Airbus is talking to the airline about the outstanding A380 options, John Leahy, its chief operating officer, said this week. He declined to comment on when they might be exercised.

Singapore Air has had a consistent stream of 747s or A380s on order since a nine-month period ended December 1981, based on its 2000 annual report and data on Boeing’s website. Prior to that, there had always been deliveries pending since the carrier ordered its first jumbo in 1972, the data show.

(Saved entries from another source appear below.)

PR #274, opened 2022-08-01
tetragon: eventcache Needed() is incomplete

jrfastab:
Resolve obvious cases for Needed() where we have a process pointer, but
are missing binary and other information. This happens through common
paths for example when exit events are received before their exec event.

To fix just extend the Needed() check to search for Binary name. I
introduced this while preparing initial release and doing some
refactoring.

Fixes: 931b70f2c9878 "Tetragon: Cilium developers happily contribute Tetragon"


jrfastab:
@tpapagian has extra tests here and infra to further refine this logic, but I'm likely to merge this assuming it passes CI to fix the obvious cases.

jrfastab:
just an illustration.

PR #276, opened 2022-08-02
eventcache: use correct unix epoch value for start time

willfindlay:
eventcache wasn't compiling because we were trying to access p.StartTime.Value which
doesn't exist. What we want here is the translation to Unix epoch, so let's add a helper
here that can do this.


willfindlay:
Looks like this was already covered in another PR, closing.

PR #277, opened 2022-08-02
hubble-fgs: event cache doesn't use endpoint for anything drop the query

willfindlay:
Collecting enpoint does not do anything here so lets drop it for now.
Presumably, we lost the code that used this in one of our refactors so
we can add it back if we have a need for it later.

We also need to update the skeleton e2e test since we are now receiving more events than
initially expected which would cause the test to cross the event limit. To fix this, bump
the limit up to a conservative 100 events.


tpapagian (approved):
Great, thanks!

willfindlay:
This was rolled into #218 so I'm closing it

PR #278, opened 2022-08-02
metrics/eventmetrics: include exec id in event count

willfindlay:
Add an extra label to event count metrics so that we can include exec id of a process.
There is a trade-off here in that this change will introduce extra noise into the metrics
(i.e. we would no longer aggregate multiple runs of a single binary under the same
counter). This can be useful for debugging as well as triaging any suspicious events in
production. Since this can be quite noisy, hide it behind a configuration flag that is
disabled by default.

### DIFF
--- a/cmd/tetragon/flags.go
+++ b/cmd/tetragon/flags.go
@@ -56,6 +56,8 @@ const (
 	keyExportDenylist  = "export-denylist"
 
 	keyNetnsDir = "netns-dir"
+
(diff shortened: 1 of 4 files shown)


willfindlay:
Marking this as draft for now, considering alternative approaches that might be less noisy.

willfindlay:
On second thought this really isn't that useful and is probably not an idiomatic way to use metrics. Closing for now.

PR #1474, opened 2023-09-15
renovate: rename correctly the lvh image name in config

mtardy:
In the last patch, I changed the image name in the workflow comments but forgot to reflect that change in the config.


kkourt (approved):

mtardy:
Let's fast merged, remaining checks are useless.

PR #1479, opened 2023-09-15
k8s: Generate PodInfo client

michi-covalent:
I forgot to add "// +genclient" for PodInfo.


mtardy (approved):
I dont know this genclient but I'm sure it's crazy good

PR #1484, opened 2023-09-18
tetragon: build arm64 tarball

tixxdz:


willfindlay (approved):
Approving but needs a release note label

willfindlay (approved):

PR #1492, opened 2023-09-18
operator: Call crd.RegisterCRDs() from operator deployment

michi-covalent:
- Refactor the CRD registration logic to a separate common package so that both the root and serve commands can call it.
- Mount tetragon-operator-config configmap for the operator deployment.


michi-covalent:
the ultimate goal is to get rid of the init container from the tetragon daemonset, and make the tetragon operator solely responsible for registering CRDs. we need to teach tetragon to wait for CRDs to get registered before we can get rid of the init container.

jrfastab (approved):

PR #1493, opened 2023-09-19
podinfo: Populate workload info

michi-covalent:
- Add WorkloadType and WorkloadObject fields to PodInfo.
- Export workload.GetWorkloadMetaFromPod() function so that the operator
  can call it to set WorkloadType and WorkloadObject fields.
- Update equal() function to take these fields into account.

I opted for defining a new WorkloadObjectMeta type instead of using
metav1.ObjectMeta to avoid generating unnecessary "unknown field" log
messages. See [1] for additional context.

[1]: https://github.com/kubernetes-sigs/controller-tools/issues/448


pkg/process/workload.go
```diff
@@ -11,22 +11,26 @@ import (
...
 	// try to capture more useful namespace/name info for deployments, etc.
 	// TODO(dougreid): expand to enable lookup of OWNERs recursively a la kubernetesenv
-	deployMeta := pod.ObjectMeta
-	deployMeta.ManagedFields = nil
-	deployMeta.OwnerReferences = nil
+	deployMeta := v1alpha1.WorkloadObjectMeta{
+		Name:        pod.GetObjectMeta().GetName(),
+		Namespace:   pod.GetObjectMeta().GetNamespace(),
+		Labels:      pod.GetObjectMeta().GetLabels(),
+		Annotations: pod.GetObjectMeta().GetAnnotations(),
```
lambdanis, line 32: hmm, so Labels and Annotations are set to the pod metadata here, and kinda pretending to be the workload metadata if I understand correctly. It's actually no different from the current behaviour, but I'm wondering if these fields are needed at all?

lambdanis (commented):
looks good, I have one question.

pkg/process/workload.go
michi-covalent: yeah let's get rid of them, i don't need them. we can always add them back later if we want it 🥰

lambdanis (approved):
:shipit:

PR #1494, opened 2023-09-19
bpf: add DEBUG() macro

willfindlay:
The bpf_printk() helper is sometimes useful for debugging but we don't want to include it in production code since it makes programs incredibly slow. However, it's nice to have a consistent set of debugging messages we can lean on when it's time to investigate an issue on the BPF side.

This commit introduces a new DEBUG macro that is a NOP unless we set DEBUG=1 in the BPF Makefile, in which case it turns into a bpf_printk() call. This will enable us to over time build up and check in a suite of debugging statements for diagnosing problems during the development cycle without impeding performance in production contexts.

### DIFF
--- a/Makefile
+++ b/Makefile
@@ -51,9 +51,11 @@ ifeq ($(TARGET_ARCH),arm64)
 endif
 BPF_TARGET_ARCH ?= x86
 
+__BPF_DEBUG_FLAGS :=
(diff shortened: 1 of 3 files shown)


kevsecurity (approved):
LGTM. Maybe we can include this in our unit tests?

olsajiri (approved):

PR #1510, opened 2023-09-26
[WIP] Define map metrics as custom collectors

lambdanis:
This PR changes the way how map metrics are collected. Instead of polling BPF maps at an interval, the metrics are collected on demand when they are scraped. The map metrics that were previously polled are now bundled into a custom `prometheus.Collector`.

It works, but the developer interface is quite error prone at the moment, so I'm making it a draft now and will try to rework it a little.


kevsecurity (approved):
LGTM

Issue #1318, opened 2023-08-04
Add a validation test to test load examples in `examples/tracingpolicy`


mtardy:
We recently received many reports that some of the TracingPolicy examples don't load because of validation failure. To avoid that, we could have a test that loads all the YAMLs in this folder (recursively) to see at least if they pass validation.

We should also make sure that validation in standalone Tetragon is the same as the validation when loading the TracingPolicy into the Kubernetes API.

PR #1521, opened 2023-09-28
Add complete k8s object validation and defaults on standalone

mtardy:
See individual commits.

This PR actually uncovered a few issues/bugs in type declaration and TracingPolicy tests. We will now have the same custom resource validation and defaults when deploying on k8s using CRD mechanisms and in standalone, this should unify the behavior.

Code addition is huge because we needed to make a binary an independent Go module because of a version mismatch in a library and I vendored the dependencies.

This might break user workflow if they relied on the fact that the validation was not properly done on standalone.


mtardy:
I linked this PR to close https://github.com/cilium/tetragon/issues/1318 as well because trying to decode the content of `examples/tracingpolicy` is already done here:

https://github.com/cilium/tetragon/blob/940528167ecba5466616a14af2f51114d7713f50/pkg/tracingpolicy/generictracingpolicy_test.go#L456-L488

But with this PR it will actually now pass a proper validation step while decoding `FromYAML`.

mtardy:
Followup would be:
- Improve the state of PreValidate for kprobes and add something more standard that we can share for advanced validation between kprobes/tracepoints/uprobes with specific validation for each of them, outputting format similar to what k8s validation does.
- Add advanced pre validation in smoke test

kevsecurity (approved):
If it's all green, then I think it's good to go.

The airline first ordered A380s in 2000. It became the first carrier to operate the plane in October 2007 after a two- year delay caused by production holdups. The airline has so far shunned the Boeing 747-8, which was certified last year.

257 Orders

Singapore Air’s first 11 A380s had 471 seats while the remaining eight, including the jet being delivered on Thursday, have 409, Ionides said.

The Singapore Air A380 will be the 15th delivered by Toulouse-based Airbus this year and 82nd overall. The planemaker has won a total of 257 orders for the aircraft. This year, it has won four orders from Russia’s Transaero Airlines valued at about $1.58 billion. It may be a “stretch” to hit a target of 30 orders this year, Airbus’s Leahy said in July.

“The market for large aircraft has been slow,” he said this week in London.

Long-term demographic factors will continue to benefit the biggest aircraft, according to Airbus. The number of mega-cities with more than 10,000 daily long-haul passengers will grow from 42 to 92 in the next two decades, representing more than 95 per cent of global long-haul traffic. That move will benefit larger aircraft capable of taking advantage of limited landing slots, the planemaker said.

Still, Airbus only expects airlines to order 1,710 very large aircraft over 20 years, compared with 6,970 smaller twin- aisle planes. Boeing predicts even less demand with a market for 790 larger units.

‘Replacement Market’

“There are some growth opportunities, but it is primarily a replacement market from our perspective,” Randy Tinseth, vice president for marketing at Boeing’s commercial unit, said on Wednesday in Beijing. “There are really just a handful of customers around the world that can make it work.”

The greater demand for twin-engine planes, such as the 787s and Airbus A350, reflects the fact that they now have ranges comparable with four-engine A380s and 747s, said Darin Lee, a Boston-based senior vice president at FTI Consulting Inc’s Compass Lexecon consultancy. These aircraft are also less risky options because they use less fuel, are cheaper to run and require fewer passengers to break even, he said.

“Carriers have found that it’s better to err on the side of smaller aircraft they can fill up at better yields,” he said. “Ultra-large aircraft will probably have a smaller, albeit still significant, role in Singapore’s fleet in future.”